MapWithStateDStreamImpl 中創建了一個 InternalMapWithStateDStream類型對象 internalStream，在 MapWithStateDStreamImpl的compute方法中調用了 internalStream的getOrCompute方法。

   
   
   
           
    
    
    
            /** Internal implementation of the [[MapWithStateDStream]] */
    
    
    
            private[streaming] class MapWithStateDStreamImpl[
    
    
    
             KeyType: ClassTag, ValueType: ClassTag, StateType: ClassTag, MappedType: ClassTag](
    
    
    
             dataStream: DStream[(KeyType, ValueType)],
    
    
    
             spec: StateSpecImpl[KeyType, ValueType, StateType, MappedType])
    
    
    
             extends MapWithStateDStream[KeyType, ValueType, StateType, MappedType](dataStream.context) {
    
    
    
            
    
    
    
             private val internalStream =
    
    
    
             new InternalMapWithStateDStream[KeyType, ValueType, StateType, MappedType](dataStream, spec)
    
    
    
            
    
    
    
             override def slideDuration: Duration = internalStream.slideDuration
    
    
    
            
    
    
    
             override def dependencies: List[DStream[_]] = List(internalStream)
    
    
    
            
    
    
    
             override def compute(validTime: Time): Option[RDD[MappedType]] = {
    
    
    
             internalStream.getOrCompute(validTime).map { _.flatMap[MappedType] { _.mappedData } }
    
    
    
             }

InternalMapWithStateDStream 中沒有getOrCompute方法，這里調用的是其父類 DStream 的getOrCpmpute方法，該方法中最終會調用 InternalMapWithStateDStream的Compute方法：

   
   
   
           
    
    
    
             /** Method that generates a RDD for the given time */
    
    
    
             override def compute(validTime: Time): Option[RDD[MapWithStateRDDRecord[K, S, E]]] = {
    
    
    
             // Get the previous state or create a new empty state RDD
    
    
    
             val prevStateRDD = getOrCompute(validTime - slideDuration) match {
    
    
    
             case Some(rdd) =>
    
    
    
             if (rdd.partitioner != Some(partitioner)) {
    
    
    
             // If the RDD is not partitioned the right way, let us repartition it using the
    
    
    
             // partition index as the key.
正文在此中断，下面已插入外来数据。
PR #6892, opened 2023-09-30
Serialization optimizations

AndrasKovacs:
Cut down total serialization + deserialization time for the stdlib benchmark by around 30%. Build times are also improved for serialization modules.

- Fixing strictness bugs. The `icodeN` function previously always failed to specialize. Making it properly specialize yields most of the speedups here.
- Moving `tickICode` logic out of line.
- Removing `ExceptT TypeError` from deserialization and using native `ErrorCall` exceptions instead. Nothing in the existing code actually relied on the richer type information in `TypeError`, nor on `ExceptT`. 
- Using unboxed `Int32` lists as `Node` instead of `[Int32]`. This reduces `Node` heap size by 40%.  
- Using simple association lists instead of `HashTable` in `Memo` in deserialization. These can never get large so it makes sense to use the lightest data representation.

### DIFF
--- a/src/full/Agda/TypeChecking/Serialise.hs
+++ b/src/full/Agda/TypeChecking/Serialise.hs
@@ -213,7 +213,7 @@ decode s = do
     when (not (null s)) $ E.throwIO $ E.ErrorCall "Garbage at end."
     let nL' = ar nL
     st <- St nL' (ar ltL) (ar stL) (ar bL) (ar iL) (ar dL)
-            <$> liftIO (newArray (bounds nL') mempty)
+            <$> liftIO (newArray (bounds nL') MEEmpty)
             <*> return mf <*> return incs
     (r, st) <- runStateT (value r) st
     let !mf = modFile st
--- a/src/full/Agda/TypeChecking/Serialise.hs
+++ b/src/full/Agda/TypeChecking/Serialise.hs
@@ -207,7 +207,7 @@ decode s = do
   -- The decoder is (intended to be) strict enough to ensure that all
   -- such errors can be caught by the handler here.
 
-  res <- liftIO $ E.handle (\(E.ErrorCall s) -> pure Nothing) $ do
+  res <- liftIO $ E.handle (\(E.ErrorCall s) -> pure $ Left s) $ do
     ((r, nL, ltL, stL, bL, iL, dL), s, _) <- return $ runGetState B.get s 0
     let ar = unListLike
     when (not (null s)) $ E.throwIO $ E.ErrorCall "Garbage at end."
@@ -217,19 +217,14 @@ decode s = do
             <*> return mf <*> return incs
     (r, st) <- runStateT (value r) st
     let !mf = modFile st
-    return $ Just (mf, r)
+    return $ Right (mf, r)
 
   case res of
-    Nothing -> do
-      reportSLn "import.iface" 5 $ "Error when decoding interface file"
-      -- Andreas, 2014-06-11 deactivated debug printing
-      -- in order to get rid of dependency of Serialize on TCM.Pretty
-      -- reportSDoc "import.iface" 5 $
-      --   "Error when decoding interface file:"
-      --   $+$ nest 2 (prettyTCM err)
+    Left s -> do
+      reportSLn "import.iface" 5 $ "Error when decoding interface file: " ++ s
       pure Nothing
 
-    Just (mf, x) -> do
+    Right (mf, x) -> do
       setTCLens stModuleToSource mf
 #if __GLASGOW_HASKELL__ >= 804
       -- "Compact" the interfaces (without breaking sharing) to
--- a/src/full/Agda/TypeChecking/Serialise.hs
+++ b/src/full/Agda/TypeChecking/Serialise.hs
@@ -207,24 +207,30 @@ decode s = do
   -- The decoder is (intended to be) strict enough to ensure that all
   -- such errors can be caught by the handler here.
 
-  (mf, r) <- liftIO $ E.handle (\(E.ErrorCall s) -> noResult s) $ do
-
+  res <- liftIO $ E.handle (\(E.ErrorCall s) -> pure Nothing) $ do
     ((r, nL, ltL, stL, bL, iL, dL), s, _) <- return $ runGetState B.get s 0
-    if not (null s)
-     then noResult "Garbage at end."
-     else do
+    let ar = unListLike
+    when (not (null s)) $ E.throwIO $ E.ErrorCall "Garbage at end."
+    let nL' = ar nL
+    st <- St nL' (ar ltL) (ar stL) (ar bL) (ar iL) (ar dL)
+            <$> liftIO (newArray (bounds nL') mempty)
+            <*> return mf <*> return incs
+    (r, st) <- runStateT (value r) st
+    let !mf = modFile st
+    return $ Just (mf, r)
 
-      let nL' = ar nL
-      st <- St nL' (ar ltL) (ar stL) (ar bL) (ar iL) (ar dL)
-              <$> liftIO (newArray (bounds nL') mempty)
-              <*> return mf <*> return incs
-      (r, st) <- runStateT (runExceptT (value r)) st
-      return (Just $ modFile st, r)
+  case res of
+    Nothing -> do
+      reportSLn "import.iface" 5 $ "Error when decoding interface file"
+      -- Andreas, 2014-06-11 deactivated debug printing
+      -- in order to get rid of dependency of Serialize on TCM.Pretty
+      -- reportSDoc "import.iface" 5 $
+      --   "Error when decoding interface file:"
+      --   $+$ nest 2 (prettyTCM err)
+      pure Nothing
 
-  forM_ mf (setTCLens stModuleToSource)
-
-  case r of
-    Right x -> do
+    Just (mf, x) -> do
+      setTCLens stModuleToSource mf
 #if __GLASGOW_HASKELL__ >= 804
       -- "Compact" the interfaces (without breaking sharing) to
       -- reduce the amount of memory that is traversed by the
@@ -234,19 +240,7 @@ decode s = do
 #else
       return (Just x)
 #endif
-    Left err -> do
-      reportSLn "import.iface" 5 $ "Error when decoding interface file"
-      -- Andreas, 2014-06-11 deactivated debug printing
-      -- in order to get rid of dependency of Serialize on TCM.Pretty
-      -- reportSDoc "import.iface" 5 $
-      --   "Error when decoding interface file:"
-      --   $+$ nest 2 (prettyTCM err)
-      return Nothing
 
-  where
-  ar = unListLike
-
-  noResult s = return (Nothing, Left $ GenericError s)
 
 encodeInterface :: Interface -> TCM Encoded
 encodeInterface i = do
--- a/src/full/Agda/TypeChecking/Serialise/Base.hs
+++ b/src/full/Agda/TypeChecking/Serialise/Base.hs
@@ -7,6 +7,7 @@
 
 module Agda.TypeChecking.Serialise.Base where
 
+import qualified Control.Exception as E
 import Control.Monad.Except
 import Control.Monad.IO.Class     ( MonadIO(..) )
 import Control.Monad.Reader
@@ -209,13 +210,13 @@ type S a = ReaderT Dict IO a
 -- 'TCM' is not used because the associated overheads would make
 -- decoding slower.
 
-type R a = ExceptT TypeError (StateT St IO) a
+type R = StateT St IO
 
 -- | Throws an error which is suitable when the data stream is
 -- malformed.
 
 malformed :: R a
-malformed = throwError $ GenericError "Malformed input."
+malformed = liftIO $ E.throwIO $ E.ErrorCall "Malformed input."
 {-# noinline malformed #-}
 
 class Typeable a => EmbPrj a where
--- a/src/full/Agda/TypeChecking/Serialise/Base.hs
+++ b/src/full/Agda/TypeChecking/Serialise/Base.hs
@@ -26,9 +26,10 @@ import qualified Data.Binary as B
 import qualified Data.Binary.Get as B
 import qualified Data.Text      as T
 import qualified Data.Text.Lazy as TL
-import Data.Typeable ( cast, Typeable, TypeRep, typeRep )
-
-import GHC.Exts (Word(..), timesWord2#, xor#)
+import Data.Typeable ( cast, Typeable, TypeRep, typeRep, typeRepFingerprint )
+import GHC.Exts (Word(..), timesWord2#, xor#, Any)
+import GHC.Fingerprint.Type
+import Unsafe.Coerce
 
 import Agda.Syntax.Common (NameId)
 import Agda.Syntax.Internal (Term, QName(..), ModuleName(..), nameId)
@@ -85,6 +86,24 @@ instance B.Binary Node where
     go Empty = mempty
     go (Cons n ns) = B.put n <> go ns
 
+-- | Association lists mapping TypeRep fingerprints to values. In some cases
+--   values with different types have the same serialized representation. This
+--   structure disambiguates them.
+data MemoEntry = MEEmpty | MECons {-# unpack #-} !Fingerprint !Any !MemoEntry
+
+fingerprintNoinline :: TypeRep -> Fingerprint
+fingerprintNoinline rep = typeRepFingerprint rep
+{-# noinline fingerprintNoinline #-}
+
+lookupME :: forall a b. Proxy a -> Fingerprint -> MemoEntry -> (a -> b) -> b -> b
+lookupME proxy fprint me found notfound = go fprint me where
+  go :: Fingerprint -> MemoEntry -> b
+  go fp MEEmpty =
+    notfound
+  go fp (MECons fp' x me)
+    | fp == fp' = found (unsafeCoerce x)
+    | True      = go fp me
+{-# inline lookupME #-}
 
 -- | Structure providing fresh identifiers for hash map
 --   and counting hash map hits (i.e. when no fresh identifier required).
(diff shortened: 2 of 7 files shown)


andreasabel:
@AndrasKovacs Do these commits build individually and should be preserved, or should they be squashed?
Please remove one of the labels `pr: preserve commits` and `pr: squash-me` accordingly (I set both now to alert you of their presense).

src/full/Agda/TypeChecking/Serialise/Base.hs
```diff
@@ -60,7 +60,6 @@ farEmpty = FreshAndReuse 0
 #ifdef DEBUG
                            0
 #endif
-
```
andreasabel, line 63: Removing this line looks like an accident.

src/full/Agda/TypeChecking/Serialise/Base.hs
```diff
@@ -174,6 +173,7 @@ type R a = ExceptT TypeError (StateT St IO) a
 
 malformed :: R a
 malformed = throwError $ GenericError "Malformed input."
+{-# noinline malformed #-}
```
andreasabel: Could you please comment on the "why" of this NOINLINE?

Intuitively, one would think such a short piece of code should be inlined.

src/full/Agda/TypeChecking/Serialise/Base.hs
```diff
@@ -190,20 +190,25 @@ class Typeable a => EmbPrj a where
...
+  icod_ x = return $! fromIntegral $! fromEnum x
+
+goTickIcode :: forall a. Typeable a => Proxy a -> S ()
+goTickIcode p = do
+  let key = "icode " ++ show (typeRep p)
+  hmap <- asks stats
+  liftIO $ do
+    n <- fromMaybe 0 <$> H.lookup hmap key
+    H.insert hmap key $! n + 1
+{-# noinline goTickIcode #-}
```
andreasabel: Could you please comment on the "why" of this NOINLINE?

src/full/Agda/TypeChecking/Serialise/Base.hs
```diff
@@ -190,20 +190,25 @@ class Typeable a => EmbPrj a where
...
 -- | Increase entry for @a@ in 'stats'.
 tickICode :: forall a. Typeable a => a -> S ()
-tickICode _ = whenM (asks collectStats) $ do
-    let key = "icode " ++ show (typeRep (Proxy :: Proxy a))
-    hmap <- asks stats
-    liftIO $ do
-      n <- fromMaybe 0 <$> H.lookup hmap key
-      H.insert hmap key $! n + 1
+tickICode _ = whenM (asks collectStats) $ goTickIcode (Proxy :: Proxy a)
+{-# inline tickICode #-}
```
andreasabel: The current style is UPPERCASE for GHC pragmas.

src/full/Agda/TypeChecking/Serialise/Instances/Common.hs
```diff
@@ -467,7 +468,7 @@ instance EmbPrj OpaqueId where
 
 instance (Eq k, Hashable k, EmbPrj k, EmbPrj v) => EmbPrj (HashMap k v) where
   icod_ m = mapPairsIcode (HMap.toList m)
-  value = vcase (fmap HMap.fromList . mapPairsValue)
+  value = vcase ((<$!>) HMap.fromList . mapPairsValue)
```
andreasabel: Stylewise, I'd use a section.
```haskell
value = vcase $ (HMap.fromList <$!>) . mapPairsValue
```

AndrasKovacs:
Squashed. I removed the label.

src/full/Agda/TypeChecking/Serialise/Instances/Common.hs
```diff
@@ -707,7 +708,7 @@ instance EmbPrj SrcLoc where
 
 instance EmbPrj CallStack where
   icod_ = icode . getCallStack
-  value = fmap fromCallSiteList . value
+  value = (<$!>) fromCallSiteList . value
```
andreasabel, line 710: ditto

src/full/Agda/TypeChecking/Serialise/Base.hs
```diff
@@ -440,19 +510,19 @@ instance VALU t 'True where
...
 instance VALU t (IsBase t) => VALU (a -> t) 'False where
   {-# INLINE valuN' #-}
-  valuN' c (a, as) = value a >>= \ v -> valuN' (c v) as
+  valuN' c (Pair a as) = value a >>= \ !v -> valuN' (c v) as
 
   {-# INLINE valueArgs #-}
   valueArgs _ xs = case xs of
-    (x : xs') -> (x,) <$> valueArgs (Proxy :: Proxy t) xs'
-    _         -> Nothing
+    x : xs' -> do {!node <- valueArgs (Proxy :: Proxy t) xs'; pure (Pair x node)}
```
andreasabel: Why cannot this be written with the strict `fmap`, `(<$!>)`?

Something like:
```haskell
Pair x <$!> valueArgs (Proxy :: Proxy t) xs'
```

src/full/Agda/TypeChecking/Serialise/Instances/Common.hs
```diff
@@ -214,13 +215,13 @@ instance EmbPrj TopLevelModuleName where
...
-  value    = vcase (mapM value)
---   icode []       = icode0'
---   icode (x : xs) = icode2' x xs
---   value = vcase valu where valu []      = valu0 []
---                            valu [x, xs] = valu2 (:) x xs
---                            valu _       = malformed
+  icod_ xs = icodeNode =<< go xs where
+    go :: [a] -> S Node
+    go []     = pure Empty
+    go (a:as) = do {n <- icode a; ns <- go as; pure $! Cons n ns}
```
andreasabel, line 221: The manual inlining of `mapM icode` deserves a comment / justification.

src/full/Agda/TypeChecking/Serialise/Base.hs
```diff
@@ -362,57 +428,61 @@ icodeMemo getDict getCounter a icodeP = do
...
+               Proxy t -> StrictProducts (Domains t) -> S Node
 
 instance IsBase t ~ 'True => ICODE t 'True where
-  icodeArgs _ _  = return []
+  icodeArgs _ _  = return Empty
+  {-# inline icodeArgs #-}
 
 instance ICODE t (IsBase t) => ICODE (a -> t) 'False where
-  icodeArgs _ (a , as) = icode a >>= \ hd -> (hd :) <$> icodeArgs (Proxy :: Proxy t) as
+  icodeArgs _ (Pair a as) = icode a >>= \ !hd -> do
```
andreasabel: Please use `do`instead of `>>=` here.

src/full/Agda/TypeChecking/Serialise/Base.hs
```diff
@@ -362,57 +428,61 @@ icodeMemo getDict getCounter a icodeP = do
...
-          v <- valu . (! ix) =<< gets nodeE
-          liftIO $ writeArray memo ix (Hm.insert aTyp (U v) slot)
-          return v
+    lookupME (Proxy :: Proxy a) fp slot
+      -- use the stored value
+      pure
+      -- read new value and save it
+      (do !v <- valu . (! ix) =<< gets nodeE
+          liftIO $ writeArray memo ix $! MECons fp (unsafeCoerce v) slot
+          return v)
```
andreasabel: Outermost parentheses not needed due to `LANGUAGE BlockArguments`.

src/full/Agda/TypeChecking/Serialise/Base.hs
```diff
@@ -39,8 +45,65 @@ import Agda.Utils.Pointer
...
+
+    go :: Word -> Node -> Word
+    go !h Empty       = h
+    go  h (Cons n ns) = go (combine h (fromIntegral n)) ns
+
+  hash = hashWithSalt 3032525626373534813
+
+instance B.Binary Node where
+
+  get = do {n :: Int <- B.get; go n} where
```
andreasabel: Wouldn't this work?:
```haskell
get = go =<< B.get
  where
  ...
```

andreasabel (changes requested):
Thanks for this great work @AndrasKovacs !

I have a few change request concerning style and documentation.

I see you added a lot of strictness annotations.  
Could you formulate a policy on when to use strict and when lazy in the serializer, a policy that other developers could follow so that your work here does not get destroyed by future contributions?

Also, I think that choices of NOINLINE and INLINE should get a comment in the source code justifying the choice.

src/full/Agda/TypeChecking/Serialise/Base.hs
AndrasKovacs: Cold/impossible code should be NOINLINE, generally speaking, to avoid pollution of hot code and minimize compile times.

src/full/Agda/TypeChecking/Serialise/Base.hs
AndrasKovacs: `tickICode` is again very cold code that only does something when the corresponding profiling flag is enabled, so this should be moved out of line (also to decrease compile times). Ideally, `tickICode` code could be toggled with a build flag. Even the simple branch on `whenM (asks collectStats)` adds about 10% code size to the Core, partly because GHC is happy to inline the same continuations in both branches.

src/full/Agda/TypeChecking/Serialise/Base.hs
AndrasKovacs: No reason, it does look better that way.

src/full/Agda/TypeChecking/Serialise/Base.hs
andreasabel: Not sure we have to enforce this style, though...

src/full/Agda/TypeChecking/Serialise/Base.hs
andreasabel: Great explanations!, great to have them also as comments in the source code.

src/full/Agda/TypeChecking/Serialise/Instances/Common.hs
AndrasKovacs: We go from lists to `Node` so `mapM` isn't well-typed here.

AndrasKovacs:
I addressed the conversations, added some new strictness annotations that I missed (which may or may not matter for overall performance), added some comments on pragmas and strictness, and added a [link](https://github.com/tkaitchuck/aHash/wiki/AHash-fallback-algorithm) to where the `Node` hash function is adapted from.

Also reran std-lib bench, the concrete data that I've got:
- Before: serialization 67.48s, deserialization 15.05s
- After: serialization 45.03s, deserialization 15.04s

There's quite a bit of noise in my laptop results that may have eaten the deserialization gains here, but the total improvement is clear.

src/full/Agda/TypeChecking/Serialise.hs
```diff
@@ -207,24 +207,30 @@ decode s = do
   -- The decoder is (intended to be) strict enough to ensure that all
   -- such errors can be caught by the handler here.
 
-  (mf, r) <- liftIO $ E.handle (\(E.ErrorCall s) -> noResult s) $ do
-
+  res <- liftIO $ E.handle (\(E.ErrorCall s) -> pure Nothing) $ do
```
andreasabel: `s` is dropped here, needlessly it seems.
It seems like we could communicate the reason `s` when using `Left/Right` instead of `Nothing/Just` here.

src/full/Agda/TypeChecking/Serialise/Base.hs
```diff
@@ -167,43 +245,52 @@ type S a = ReaderT Dict IO a
...
   value i =
     let i' = fromIntegral i in
     if i' >= fromEnum (minBound :: a) && i' <= fromEnum (maxBound :: a)
-    then pure (toEnum i')
+    then pure $! toEnum i'
     else malformed
 
   default icod_ :: (Enum a, Bounded a) => a -> S Int32
-  icod_ = return . fromIntegral . fromEnum
+  icod_ x = return $! fromIntegral $! fromEnum x
```
andreasabel, line 277: Ah, this line is what I was looking for previously but couldn't find it any more.
This would be an opportunity to use a strict composition `(.!)` which we could place in `Agda.Utils.Function`.

src/full/Agda/TypeChecking/Serialise/Base.hs
```diff
@@ -362,57 +449,62 @@ icodeMemo getDict getCounter a icodeP = do
...
-  icodeArgs _ _  = return []
+  icodeArgs _ _  = return Empty
+  {-# INLINE icodeArgs #-}
 
 instance ICODE t (IsBase t) => ICODE (a -> t) 'False where
-  icodeArgs _ (a , as) = icode a >>= \ hd -> (hd :) <$> icodeArgs (Proxy :: Proxy t) as
+  icodeArgs _ (Pair a as) = do
+    !hd   <- icode a
+    !node <- icodeArgs (Proxy :: Proxy t) as
+    pure $ Cons hd node
```
andreasabel, line 482: I am trying to understand whether a `$!` would make a difference here.
Below you have it, but no strict bindings of `hd` and `node`.
Are both ways equivalent?

src/full/Agda/TypeChecking/Serialise/Instances/Common.hs
```diff
@@ -214,13 +215,12 @@ instance EmbPrj TopLevelModuleName where
...
```
andreasabel, line 221: Compare this with the stye above where `n` and `ns` are bound strictly but we would have `pure $ Cons n ns` (no strict application).
Are both equivalent?

src/full/Agda/TypeChecking/Serialise/Instances/Highlighting.hs
```diff
@@ -124,20 +124,20 @@ instance EmbPrj a => EmbPrj (RM.RangeMap a) where
...
-      end <- icode end
-      entry <- icode entry
-      convert (start:end:entry:ys) xs
+  icod_ (RM.RangeMap f) = icodeNode =<< convert Empty (Map.toAscList f) where
+    convert !ys [] = return ys
+    convert  ys ((start, RM.PairInt (end :!: entry)):xs) = do
+      !start <- icode start
+      !end <- icode end
+      !entry <- icode entry
+      convert (Cons start (Cons end (Cons entry ys))) xs
```
andreasabel, line 135: Type signature for `convert` would be good for the code reader.

src/full/Agda/TypeChecking/Serialise/Instances/Highlighting.hs
```diff
@@ -124,20 +124,20 @@ instance EmbPrj a => EmbPrj (RM.RangeMap a) where
...
 
   value = vcase (fmap (RM.RangeMap . Map.fromDistinctAscList) . convert []) where
     convert ys [] = return ys
     convert ys (start:end:entry:xs) = do
-      start <- value start
-      end <- value end
-      entry <- value entry
+      !start <- value start
+      !end <- value end
+      !entry <- value entry
```
andreasabel, line 143: Type signature for `convert` would be good for the code reader.

src/full/Agda/TypeChecking/Serialise/Instances/Common.hs
```diff
@@ -295,8 +295,8 @@ instance EmbPrj RangeFile where
     (r, mf) <- liftIO $ findFile'' incs m mf
     modify $ \s -> s { modFile = mf }
     case r of
-      Left err -> throwError $ findErrorToTypeError m err
-      Right f  -> return $ RangeFile (srcFilePath f) (Just m)
+      Left err -> liftIO $ E.throwIO $ E.ErrorCall $ "file not found: " ++ show m
```
andreasabel: Can the `err` be appended here as additional detail?

src/full/Agda/Utils/TypeLevel.hs
```diff
@@ -72,6 +72,17 @@ type family Constant (b :: l) (as :: [k]) :: [l] where
 type Arrows   (as :: [Type]) (r :: Type) = Foldr (->) r as
 type Products (as :: [Type])             = Foldr (,) () as
 
+data StrictPair a b = Pair a b
+type StrictProducts (as :: [Type]) = Foldr StrictPair () as
+
+strictCurry :: (StrictPair a b -> c) -> (a -> b -> c)
+strictCurry f = \ !a !b -> f (Pair a b)
+{-# inline strictCurry #-}
```
andreasabel: Since you did it for the other files already, please also uppercase INLINE in this file.

andreasabel (commented):
Thanks for the update!

I have a few new comments, please have a look.

src/full/Agda/TypeChecking/Serialise/Base.hs
AndrasKovacs: `($!)` doesn't make a diff here because `Cons hd node` is a redex-free constructor expression for which GHC never creates a thunk. Alternatively, we can omit bangs from `hd` and `node`, and use `($!)`. That works because the fields of `Cons` are strict, so if `Cons` is whnf-ed then `hd` and `node` must be also.

src/full/Agda/TypeChecking/Serialise/Instances/Common.hs
AndrasKovacs: They are, because `Cons` has strict fields. Btw, using `Strict` in these modules would be IMO fine, instead of getting bangs right (and there are many equivalent ways of doing so).

src/full/Agda/TypeChecking/Serialise.hs
AndrasKovacs: I added `s` propagation and printing in the failure case just below. The original error printing was commented out to not pull `Pretty` dependency, but now the message is just a `String`.

src/full/Agda/TypeChecking/Serialise/Instances/Common.hs
AndrasKovacs: Indeed, I added `FindError` and `SourceFile` `Show` instances, and used that to put `err` in the error.

andreasabel (approved):
Thanks again!

andreasabel:
This was merged as commit no 22.222:

Screenshot 2023-10-07 at 16 10 14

This is to ensure that state RDD is always partitioned
    
    
    
             // before creating another state RDD using it
    
    
    
             MapWithStateRDD.createFromRDD[K, V, S, E](
    
    
    
             rdd.flatMap { _.stateMap.getAll() }, partitioner, validTime)
    
    
    
             } else {
    
    
    
             rdd
    
    
    
             }
    
    
    
             case None =>
    
    
    
             MapWithStateRDD.createFromPairRDD[K, V, S, E](
    
    
    
             spec.getInitialStateRDD().getOrElse(new EmptyRDD[(K, S)](ssc.sparkContext)),
    
    
    
             partitioner,
    
    
    
             validTime
    
    
    
             )
    
    
    
             }
    
    
    
            
    
    
    
            
    
    
    
             // Compute the new state RDD with previous state RDD and partitioned data RDD
    
    
    
             // Even if there is no data RDD, use an empty one to create a new state RDD
    
    
    
             val dataRDD = parent.getOrCompute(validTime).getOrElse {
    
    
    
             context.sparkContext.emptyRDD[(K, V)]
    
    
    
             }
    
    
    
             val partitionedDataRDD = dataRDD.partitionBy(partitioner)
    
    
    
             val timeoutThresholdTime = spec.getTimeoutInterval().map { interval =>
    
    
    
             (validTime - interval).milliseconds
    
    
    
             }
    
    
    
             Some(new MapWithStateRDD(
    
    
    
             prevStateRDD, partitionedDataRDD, mappingFunction, validTime, timeoutThresholdTime))
    
    
    
             }

根據給定的時間生成一個MapWithStateRDD，首先獲取了先前狀態的RDD：preStateRDD和當前時間的RDD:dataRDD，然后對dataRDD基於先前狀態RDD的分區器進行重新分區獲取partitionedDataRDD。最后將 preStateRDD， partitionedDataRDD和用戶定義的函數mappingFunction傳給新生成的 MapWithStateRDD對象返回。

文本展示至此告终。